I'm a little bemused as to what the problem with cleavage is? It's just your boobs pressing together, it's natural.


----------



## Barbsjw (Feb 13, 2021)

@loopytheone it's because sometimes men leer at you, plus it's considered unprofessional in work environments.


----------



## loopytheone (Feb 13, 2021)

The latter is so odd to me. Maybe that is an american thing, coz I don't see how a natural body part can be unprofessional. Low cut tops are, but that's a different issue really, hah.


----------



## Jay_cm (Feb 13, 2021)

Barbsjw said:


> Breastfeeding has only made my cleavage MORE prominent! I'm up to 48 FFF!


Hi, Sorry, I know this is a really old post but I'm still tying to figure out how this forum works.

The reason Im writing is becauseI was just so dumbfounded by that number (48FFF).

Its so big my mind cannot even process it, does sound like a lot of work though (must get on the way of everything).


----------



## LarryTheNoodleGuy (Feb 13, 2021)

It is very odd, our relationship to the human body, yes? For instance, in today's society, very tight jeans, fine. Camel-toe? Faux pas. Boobs? They feed children. You can do a Wendy O. Williams and cover the nipples with black tape, but expose that nipple? Public outcry! Feeding said children in a public place? HOW DARE YOU?
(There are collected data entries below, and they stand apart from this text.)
PR #1244, opened 2026-09-22
restore: allow shard_num override equal to bundle shards on snapshot

huanghaoyuanhhy:
/kind improvement

Snapshot restores refused every per-collection `shard_num` override, including one equal to the bundle's shard count, where the restore already produces exactly the collection the override asks for.

This moves the check out of `checkSnapshotSupport` into the snapshot collection task, which knows the bundle's real shard count. An override equal to the bundle's count now proceeds, and an override naming a different count is still refused, because Milvus creates the collection from the bundle and shards are not alterable afterwards. The request-level `max_shard_num` gate is unchanged.


lentitude2tk (approved):
/LGTM

PR #2493, opened 2025-04-07
cleanup: Remove unused `RouteCard` component

joshlarson:
I think this RouteCard component is not being used. I wasn't able to find any usages of it, and the tests all passed even after I deleted it.

Not to be confused with [this other RouteCard component](https://github.com/mbta/dotcom/blob/dca8afeabbf70d5e8705fd53dad70b02b0bc7d70/assets/ts/tnm/components/RouteCard.tsx), which is being used!

---

No ticket.


thecristen (approved):
Am shocked. Thanks!

PR #2497, opened 2025-04-08
refactor feedback form category/service selection

thecristen:
#### Summary of changes

**Asana Ticket:** [Feedback form | Form refresh breaks subject selection](https://app.asana.com/0/555089885850811/1208914203038402/f)

After consultation with some design-savvy folk, I've decided to adjust the form this way. 

Instead of a dynamically-populated `<select>`, which was subject to data loss on refresh and probably wasn't particularly accessible anyway, we use a simpler static `<select>` with `<optgroup>` to separate the groups.

image

It's a bit long, but this was agreed upon to be the least bad quick option.

One side effect is that we can remove the "Category" radio buttons, since we can now infer the selected category from this big dropdown.

And this all needed some downstream changes, to ensure validation still works and that the right data is sent.

> [!CAUTION]
> The Cypress test only mostly works: the mechanism for retrieving the "sent" data is flawed when many tests are happening together, I think. But I think fixing this is out of scope 👀

### DIFF
--- a/lib/dotcom_web/controllers/customer_support_controller.ex
+++ b/lib/dotcom_web/controllers/customer_support_controller.ex
@@ -448,7 +448,21 @@ defmodule DotcomWeb.CustomerSupportController do
   end
 
   defp set_service_options(conn, _) do
-    assign(conn, :service_options, Feedback.Message.service_options())
+    service_options =
+      Feedback.Message.service_options()
+      |> Enum.map(fn {category_label, category_value, options} ->
+        {category_label, Enum.map(options, &option(&1, category_value))}
+      end)
+
+    assign(conn, :service_options, service_options)
+  end
+
+  defp option(value, category) do
+    Keyword.new()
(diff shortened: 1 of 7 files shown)


lib/dotcom_web/controllers/customer_support_controller.ex
```diff
@@ -448,7 +448,21 @@ defmodule DotcomWeb.CustomerSupportController do
...
+      end)
+
+    assign(conn, :service_options, service_options)
+  end
+
+  defp option(value, category) do
+    Keyword.new()
+    |> Keyword.put(:key, value)
+    |> Keyword.put(:value, value)
+    |> Keyword.put(:"aria-label", value)
```
thecristen, line 464: Adding aria-labels here per the advice [here](https://html5accessibility.com/stuff/2024/01/12/options-for-optgroup-labeling-of-options/) to improve screen reader handling,

anthonyshull (approved):

PR #2495, opened 2025-04-08
fix(trip-planner): Render itinerary details for rail replacement shuttles correctly

joshlarson:
### Before 

Screenshot 2025-04-08 at 4 07 13 PM

### After

Screenshot 2025-04-08 at 4 04 27 PM

---

**Asana Ticket:** [QF | TP | Fix shuttle icon size, line color, map color in details view](https://app.asana.com/0/1205718271156548/1209501772392193/f)

PR #2499, opened 2025-04-09
fix(trip-planner): Fix rail-replacement-shuttle colors on the map

joshlarson:
### Before

Screenshot 2025-04-09 at 11 20 13 AM

### After
Screenshot 2025-04-09 at 11 19 44 AM

Follow-up to:
- https://github.com/mbta/dotcom/pull/2495

I had forgotten to update the line color on the map. But this is slightly complicated from the fact that we get color for the map from GTFS (while the other places we use color come from [the Rider Design System](https://github.com/mbta/rider-design-system/blob/c9589af1a5c1b6734ffb786f5f8b9ba993662f9c/dist/variables.Light.css#L62-L72)), and our GTFS sets rail-replacement-shuttles as having the bus color.

This is a _very_ inelegant solution for now. If there's a better way to do this, I am so eager for it.

---

**Asana Ticket:** [QF | TP | Fix shuttle icon size, line color, map color in details view](https://app.asana.com/0/555089885850811/1209501772392193/f)

### DIFF
--- a/lib/dotcom/trip_plan/map.ex
+++ b/lib/dotcom/trip_plan/map.ex
@@ -175,6 +175,20 @@ defmodule Dotcom.TripPlan.Map do
   def stop_icon_size(_), do: %{icon_size: [22, 22], icon_anchor: [0, 0]}
 
   @spec leg_color(Leg.t()) :: String.t()
+  defp leg_color(%Leg{
+         mode: %TransitDetail{
+           route: %Route{description: :rail_replacement_bus, name: name, color: color}
+         }
+       }) do
+    case name do
+      "Blue" <> _ -> "#003DA5"
+      "Green" <> _ -> "00843D"
+      "Orange" <> _ -> "#ED8B00"
+      "Red" <> _ -> "#DA291C"
+      _ -> color
+    end
+  end
+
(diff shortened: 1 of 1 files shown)


lib/dotcom/trip_plan/map.ex
```diff
@@ -175,6 +175,20 @@ defmodule Dotcom.TripPlan.Map do
...
+         mode: %TransitDetail{
+           route: %Route{description: :rail_replacement_bus, name: name, color: color}
+         }
+       }) do
+    case name do
+      "Blue" <> _ -> "#003DA5"
+      "Green" <> _ -> "00843D"
+      "Orange" <> _ -> "#ED8B00"
+      "Red" <> _ -> "#DA291C"
+      _ -> color
```
joshlarson, line 188: **Question:** Should this fallback to the commuter rail color? Or stick with whatever GTFS says (which will be the bus color for now).

thecristen (approved):
oof, this'll do for now

lib/dotcom/trip_plan/map.ex
joshlarson: [Yeah, me too](https://github.com/mbta/dotcom/pull/2499/commits/afa0d7169669e3ed454cc23e9bff0c0bed23ec3e)

PR #2500, opened 2025-04-09
feat: Suppress a specific alert so that it doesn't show up anywhere

joshlarson:
**Asana Ticket:** [Hide alert 636777 for the RL Ashmont Diamond disruption](https://app.asana.com/0/555089885850811/1209938689385280/f)

### DIFF
--- a/lib/alerts/cache/fetcher.ex
+++ b/lib/alerts/cache/fetcher.ex
@@ -48,7 +48,10 @@ defmodule Alerts.Cache.Fetcher do
   def handle_info(:fetch, {update_fn, api_mfa, repeat_ms} = state) do
     case api_result(api_mfa) do
       %{data: data} ->
-        alerts = Enum.map(data, &Parser.Alert.parse/1)
+        alerts =
+          data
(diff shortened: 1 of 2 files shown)


lib/alerts/cache/fetcher.ex
```diff
@@ -48,7 +48,10 @@ defmodule Alerts.Cache.Fetcher do
   def handle_info(:fetch, {update_fn, api_mfa, repeat_ms} = state) do
     case api_result(api_mfa) do
       %{data: data} ->
-        alerts = Enum.map(data, &Parser.Alert.parse/1)
+        alerts =
+          data
+          |> Enum.map(&Parser.Alert.parse/1)
+          |> Enum.reject(&suppressed_alert?/1)
```
thecristen, line 54: kinda feels not worth it to parse alerts before rejecting, what're your thoughts on discarding the bad alerts before parsing?

thecristen (approved):
The silliest PR 2500

thecristen (approved):

PR #2503, opened 2025-04-10
fix(TripPlan.Parser): interpret MBTA buses as accessible

thecristen:
From a recent discussion during my work towards [TP | Update trip accessibility display](https://app.asana.com/1/15492006741476/project/555089885850811/task/1209572743277407?focus=true) it's come to light that we'd like MBTA buses to be considered accessible in the trip planner! So, we can now account for that while parsing OTP output.


joshlarson (approved):
Looks great! I left two style comments, which you can take-em-or-leave-em (I disabled auto-merge so that you'd have a chance to see them).

PR #2511, opened 2025-04-11
fix(TripPlan.ItineraryGroups): correct representative itinerary

thecristen:
For the "arrive by" situation, actually chooses the representative itinerary correctly (after limiting the itineraries in the group).

image


joshlarson (approved):
It might be worth adding a test for this too.

PR #2512, opened 2025-04-15
fix: Alert-table line height sizes on mobile

joshlarson:
Update the alert-table line height sizes so that on mobile, they're the same height on subway pages as on bus pages.

Screenshot 2025-04-15 at 10 49 51 AM

---
Below is a before/after comparison on mobile (Before is on the left; after is on the right)

Screenshot 2025-04-15 at 10 50 34 AM

---
This also slightly shrinks the line height on desktop

(Before on the left; after on the right)
Screenshot 2025-04-15 at 10 53 28 AM

---

But on desktop, they're still slightly bigger on subway pages than on bus pages.

Screenshot 2025-04-15 at 10 54 51 AM

---

**Asana Ticket:** [QF | Adjust subway alerts tab link height on mobile](https://app.asana.com/1/15492006741476/project/1204352509486278/task/1209775659080578?focus=true)

### DIFF
--- a/lib/dotcom_web/components/alerts/subway.ex
+++ b/lib/dotcom_web/components/alerts/subway.ex
@@ -41,11 +41,7 @@ defmodule DotcomWeb.Components.Alerts.Subway do
 
     ~H"""
     <div class="m-alerts__time-filters">
-      <a
-        :for={group <- group_order()}
-        href={"#" <> anchor(group)}
-        class="m-alerts__time-filter leading-[2]"
-      >
+      <a :for={group <- group_order()} href={"#" <> anchor(group)} class="m-alerts__time-filter">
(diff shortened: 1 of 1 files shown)


lib/dotcom_web/components/alerts/subway.ex
```diff
@@ -41,11 +41,7 @@ defmodule DotcomWeb.Components.Alerts.Subway do
 
     ~H"""
     <div class="m-alerts__time-filters">
-      <a
-        :for={group <- group_order()}
-        href={"#" <> anchor(group)}
-        class="m-alerts__time-filter leading-[2]"
```
joshlarson, line 47: The only non-formatting change is removing `leading-[2]` from the class list.

thecristen (approved):

PR #2515, opened 2025-04-15
feat: Update Schedule Finder Layout

joshlarson:
(Before is to the left; After is to the right)

Screenshot 2025-04-16 at 10 34 16 AM

Specific things to note:
- No more special subway banner at the top
- Daily Schedule is now below Upcoming Departures (and now matches other modes)
- No more "Plan Your Trip" button
- "Train Frequency" box is no longer an accordion, but otherwise looks the same as it ever did
- This PR also removes some CSS that's no longer used and clean up some imports

--- 

**Asana Ticket:** [SR | Update subway Schedule Finder layout](https://app.asana.com/1/15492006741476/project/555089885850811/task/1209964779942178?focus=true)


thecristen (approved):
😍 so much nice cleanup here

PR #2516, opened 2025-04-15
chore: remove /admin page

thecristen:
Since we're not really using it at the moment anyway.

When we revive it, we should likely be using Keycloak to handle authentication.


joshlarson (commented):
I think we need to delete [the admin layout file](https://github.com/mbta/dotcom/blob/00ae4c1de584852a19e3246e4fc29c894f73e2c4/lib/dotcom_web/templates/layout/admin.html.heex) as well, since that has a link to the admin page, which is now broken, causing Dialyzer to get mad about it.

That makes me sad, because I really like the "🚌 Admins Only 🚌" marquee 😭

PR #2518, opened 2025-04-18
refactor(OpenTripPlanner): use updated PlanParams

thecristen:
Updated that in https://github.com/mbta/open_trip_planner_client/pull/7


joshlarson (changes requested):
Screenshot 2025-04-23 at 1 51 24 PM

Mostly looks good (and IMO the code in this PR is organized better than when I tried it out on my own last week 🎉). The one thing is that we do need to fetch more than OTP-client's default of 5 itineraries in order to capture enough trips. The rider-facing effect is screenshotted above.

PR #2520, opened 2025-04-22
Remove real-time predictions from line diagram

anthonyshull:
https://app.asana.com/1/15492006741476/project/555089885850811/task/1209964790389173?focus=true


thecristen (commented):
image
Removed just a little too much CSS I think, haha (crowding icon used to be adjacent to the minutes instead of below)

lib/dotcom_web/controllers/schedule/line_api.ex
```diff
@@ -90,134 +77,4 @@ defmodule DotcomWeb.ScheduleController.LineApi do
...
-  end
-
-  defp do_realtime(route_id, direction_id, date, now, tooltips) do
-    headsigns_by_stop =
-      TransitNearMe.time_data_for_route_by_stop(
-        route_id,
-        String.to_integer(direction_id),
-        date: date,
-        now: now
-      )
```
thecristen, line 137: I believe this was the only place this function was used, so you can kill it too :)

lib/dotcom_web/controllers/schedule/line_api.ex
```diff
@@ -90,134 +77,4 @@ defmodule DotcomWeb.ScheduleController.LineApi do
   end
 
   defp other_route_stops(_), do: []
-
-  @doc """
-  Provides predictions and vehicle information for a given route and direction, organized by stop.
-  The line diagram polls this endpoint for its real-time data.
-  """
-  @spec realtime(Plug.Conn.t(), map()) :: Plug.Conn.t()
-  def realtime(conn, %{"id" => route_id, "direction_id" => direction_id}) do
```
thecristen, line 99: Pretty sure there's an associated unit test you can delete too

assets/ts/schedule/components/line-diagram/StopCard.tsx
```diff
@@ -166,37 +132,23 @@ const StopCard = ({
...
+            <div className="m-schedule-diagram__alert">
+              {effectNameForAlert(diversionAlert!)}
+            </div>
+          ) : null}
         </div>
-
-        {(stopTree
-          ? hasUpcomingDeparturesIfSubway(stopTree, stopId, liveData)
-          : true) && (
+        {!isEnd ? (
```
joshlarson, line 141: **Issue (blocking):** We want to show the `View Departures` link even for the last item in a list of stop cards.

joshlarson (changes requested):
Left one functional comment - everything else (minus what Cristen found) looks good, I think!

thecristen (commented):
I thought I submitted these but forgot! 

IMO The only blocking things are 
1. the newly misplaced crowding icon from the Upcoming Departures modal, and 
2. the erroneously excluded "View departures" terminus link which Josh pointed out.

joshlarson (approved):
This PR has me seeing RED 📉

PR #2522, opened 2025-04-24
feat: Have the back button close schedule finder, rather than navigating to a different page

joshlarson:
This fixes a bug/weird-UX where if you open schedule finder from a schedule page, and then hit the back button, instead of closing the schedule finder, it navigates to whatever page you were on _before_ schedule finder was opened. On desktop, that's _fine_ (maybe not ideal, but not awful), but on mobile, schedule finder takes up the whole screen and looks like a separate page, so it looks from the user's perspective like hitting the back button takes you back two pages.

This fix comes in two parts:
- Use `pushState` instead of `replaceState` when opening the schedule finder modal.
  - This is what allows the back button to do something _other_ than navigate to the pre-schedule-page part of your history.
- Add a `popstate` event listener whenever `modalOpen` is true.
  - Without this, because the only thing that changes is query params, the browser won't actually reload the page, which means that we need to manually handle closing the modal when it's open.

---

**Asana Ticket:** [SR | Fix Schedule Finder close/back behavior](https://app.asana.com/1/15492006741476/project/555089885850811/task/1209964790389162?focus=true)

### DIFF
--- a/assets/ts/schedule/components/SchedulePage.tsx
+++ b/assets/ts/schedule/components/SchedulePage.tsx
@@ -35,7 +35,7 @@ const updateURL = (origin: SelectedOrigin, direction?: DirectionId): void => {
     };
     const newLoc = updateInLocation(newQuery, window.location);
     // newLoc is not a true Location, so toString doesn't work
-    window.history.replaceState({}, "", `${newLoc.pathname}${newLoc.search}`);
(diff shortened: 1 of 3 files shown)


anthonyshull (approved):

joshlarson:
Closed for now, because we decided that this back-button behavior introduces more unpredictability and confusion than it resolves.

Cleavage? It's not a lady's fault if boys flip out over them. Nothing to be ashamed of, though.

I remember my G.I. Joe doll when I was a kid. "Wait - how does he go to the bathroom?"

We've got a bit of ways to go!


----------



## littlefairywren (Feb 13, 2021)

Jay_cm said:


> Hi, Sorry, I know this is a really old post but I'm still tying to figure out how this forum works.
> 
> The reason Im writing is becauseI was just so dumbfounded by that number (48FFF).
> 
> Its so big my mind cannot even process it, does sound like a lot of work though (must get on the way of everything).


Not wanting to step on your toes, being that it's your thread, @Barbsjw, but...

Just a wee nudge to help you figure out how the forum works @Jay_cm. I know there's a LOT to take in, so a good rule of thumb is to get a feel for each thread's "vibe," and maybe it's original intention. Follow that vibe is my best advice.


----------



## Barbsjw (Feb 13, 2021)

@littlefairywren NOT stepping on toes at all! That's good advice.


----------



## Barbsjw (Feb 13, 2021)

@Jay_cm YES, it is a pain! Bras a BEYOTCH to find!


----------



## BigElectricKat (Feb 15, 2021)

Barbsjw said:


> @Jay_cm YES, it is a pain! Bras a BEYOTCH to find!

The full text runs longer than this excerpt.